INTRODUCTION TO TRANSFER BY OSTENSIBLE OWNER

Ostensible Ownership is a term that enables family members to buy the Property in the
name of another family member for the future security of the person. The definition of the
ostensible owner is set out in Section 41 of the Transfer of Property Act. According to the
Black Law Dictionary, ‘Ostensible Ownership implies an evident Ownership resulting from
actions or words. The principle of ostensible ownership’ prevents the owner of the Land, who
clothes another with the obvious title of the latter, claiming his title against an innocent third
party who has been induced to negotiate with the apparent owner.

Ostensible simply means the presence, the appearance, or to seem.  Ostensible owner is a
person who is not the actual owner of the Land, though he appears to be the real owner. Thus
the only distinction between the real owner of the property and the ostensible owner of the
property is that the ostensible owner of the property does not wish to keep or buy the
property. In India, the ostensible owner is popularly known as ‘Benamidar,’ which literally
means a person who owns a property ‘without a name.’

ORIGIN OF OSTENSIBLE OWNERSHIP

According to the Law Commission of India, there may be four key reasons for the emergence
of Benami Transactions or the holding of an ostensible ownership in India.

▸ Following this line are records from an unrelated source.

PR #563, opened 2024-07-19
Replace Hugs with Looking

leonardo-dabepis:
# Description

Replaces the hugging action with the looking action. So that then when you click on someone, it says that you look at them rather than you hug them, and vice versa. It's awkward to accidentally hug people. Also ODJ told me to put this here instead of my downstream 😤 

---

# TODO

- [ ] See if it actually works (it should in theory)
- [x] Changed the files

---

<p>

Example Media Embed

</p>
</details>

---

# Changelog

:cl:
- tweak: Replaced hugging with looking

### DIFF
--- a/Resources/Locale/en-US/interaction/interaction-popup-component.ftl
+++ b/Resources/Locale/en-US/interaction/interaction-popup-component.ftl
@@ -77,11 +77,11 @@ comp-window-knock = *knock knock*
 
 fence-rattle-success = *rattle*
 
-## Hugging players
+## Looking at players
 
-hugging-success-generic = You hug {THE($target)}.
-hugging-success-generic-others = { CAPITALIZE(THE($user)) } hugs {THE($target)}.
-hugging-success-generic-target = { CAPITALIZE(THE($user)) } hugs you.
+looking-success-generic = You look at {THE($target)}.
+looking-success-generic-others = { CAPITALIZE(THE($user)) } looks at {THE($target)}.
+looking-success-generic-target = { CAPITALIZE(THE($user)) } looks at you.
 
 ## Other
 
--- a/Resources/Prototypes/DeltaV/Entities/Mobs/Player/harpy.yml
+++ b/Resources/Prototypes/DeltaV/Entities/Mobs/Player/harpy.yml
@@ -7,9 +7,9 @@
   - type: CombatMode
   - type: InteractionPopup
     successChance: 1
-    interactSuccessString: hugging-success-generic
+    interactSuccessString: looking-success-generic
     interactSuccessSound: /Audio/Effects/thudswoosh.ogg
-    messagePerceivedByOthers: hugging-success-generic-others
+    messagePerceivedByOthers: looking-success-generic-others
   - type: MindContainer
     showExamineInfo: true
   - type: Input
--- a/Resources/Prototypes/DeltaV/Entities/Mobs/Player/harpy.yml
+++ b/Resources/Prototypes/DeltaV/Entities/Mobs/Player/harpy.yml
@@ -8,7 +8,6 @@
   - type: InteractionPopup
     successChance: 1
     interactSuccessString: looking-success-generic
-    interactSuccessSound: /Audio/Effects/thudswoosh.ogg
     messagePerceivedByOthers: looking-success-generic-others
   - type: MindContainer
     showExamineInfo: true
--- a/Resources/Prototypes/DeltaV/Entities/Mobs/Player/vulpkanin.yml
+++ b/Resources/Prototypes/DeltaV/Entities/Mobs/Player/vulpkanin.yml
@@ -7,9 +7,9 @@
     - type: CombatMode
     - type: InteractionPopup
       successChance: 1
-      interactSuccessString: hugging-success-generic
+      interactSuccessString: looking-success-generic
       interactSuccessSound: /Audio/Effects/thudswoosh.ogg
-      messagePerceivedByOthers: hugging-success-generic-others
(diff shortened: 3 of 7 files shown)


DEATHB4DEFEAT (changes requested):
I'd prefer a tap or something, but this is fine.
You need to remove the sound effect.

leonardo-dabepis:
> I'd prefer a tap or something, but this is fine. You need to remove the sound effect.

hehe i forgor. It's gone now.

WarMechanic:
Do you think you could also increase the interaction range of looking?

leonardo-dabepis:
> Do you think you could also increase the interaction range of looking?

I'm not certain how I'd do that, but that is a good idea.

Resources/Locale/en-US/interaction/interaction-popup-component.ftl
```diff
@@ -77,11 +77,11 @@ comp-window-knock = *knock knock*
...
 
-## Hugging players
+## Looking at players
 
-hugging-success-generic = You hug {THE($target)}.
-hugging-success-generic-others = { CAPITALIZE(THE($user)) } hugs {THE($target)}.
-hugging-success-generic-target = { CAPITALIZE(THE($user)) } hugs you.
+looking-success-generic = You look at {THE($target)}.
+looking-success-generic-others = { CAPITALIZE(THE($user)) } looks at {THE($target)}.
+looking-success-generic-target = { CAPITALIZE(THE($user)) } looks at you.
```
Mnemotechnician, line 84: Do not override those. Create separate entries, but keep the old ones.

Mnemotechnician:
And what if I want to hug a person and not awkwardly stare at them?

DangerRevolution:
> And what if I want to hug a person and not awkwardly stare at them?

you switch to emote and type it out

OldDanceJacket:
> Hugging is also used to make people stand up from a bed. Conventionally this is used to indicate to a patient "you are good to go".
> 
> While hugging also doesn't make _that_ much sense for that purpose, converting this to "looking" seems less so. Have you considered an alternative to this?
> SS14.Loader_QT2PLyiDuJ.mp4

Hugging isn't what's getting them out of the bed, it's unbuckling which existed before hugging was put into the game. A patient will hear the unbuckle sound and stand up all the same(you can also right click and go to unbuckle or drag them off).

I understand that medical is absolutely **_starved_** for mechanics but this ain't it.

stellar-novas:
> Hugging isn't what's getting them out of the bed, it's unbuckling which existed before hugging was put into the game. A patient will hear the unbuckle sound and stand up all the same(you can also right click and go to unbuckle or drag them off).

Related to this, empty hand interact should either just look, or should have a different emote string, since it would be weird if just looking at someone unbuckled them.

OldDanceJacket:
> > Hugging isn't what's getting them out of the bed, it's unbuckling which existed before hugging was put into the game. A patient will hear the unbuckle sound and stand up all the same(you can also right click and go to unbuckle or drag them off).
> 
> Related to this, empty hand interact should either just look, or should have a different emote string, since it would be weird if just looking at someone unbuckled them.
> 
> I'm in favor of the shoulder tap.

Looking at someone isn't what's unbuckling them, it's simply left clicking on the person who's buckled into a chair or bed, this doesn't change the range at where this is possible either so I fail to see how this is 'weird'. If it seems strange to you, stop thinking 'looks at person, they unbuckle' being how it flows. Because this isn't how you seen it previously with hugging it's 'you look at the person, you unbuckle the person' they're separate things. Frankly I find it weird that my doctor is hugging me anyways???
This discussion on this seems to be caught up on a minor point--Medical treating people in beds.

What about literally every other situation, like security buckling someone out of bed/chair with cuffs? Random hug situations happen there, it's the same situation but with different department afterall.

1. The presence of a Joint Hindu Family Structure, which may have led to a willingness
to make hidden provisions, has led to the practise of Benami.

2. To deceive the creditors, when K.K. Bhattacharya observes that its root is due to the
deceptive intent of defrauding creditors of their just and legal dues.

3. A way to avoid taxes. It could be to stop paying taxes, to convert black money or to
cover up the income.
4. According to Pollock, ‘activities of this kind naturally evolve in a state of society
where there is an appreciable risk, from generation to generation, of hostile defeat or
confiscation.

ESSENTIALS OF SECTION 41 OF TRANSFER OF PROPERTY ACT (TRANSFER


BY OSTENSIBLE OWNER)

The real owner shall be liable for the transfer of immovable property by the ostensible owner
if the following conditions are met –

1. A person must be the ostensible owner of the property,

2. That person must be the owner of the property with the consent, express or implied, of
the real owner;

3. For consideration, the transferee must purchase the property from such ostensible
owner.

4. Before taking the transfer, the transferee must take reasonable care to ascertain
whether the transferor has the power to make the transfer; in other words, transferor
must have acted in good faith.

The real owner is deprived of his property rights under this section only if the essential
conditions for the applicability of the section are met.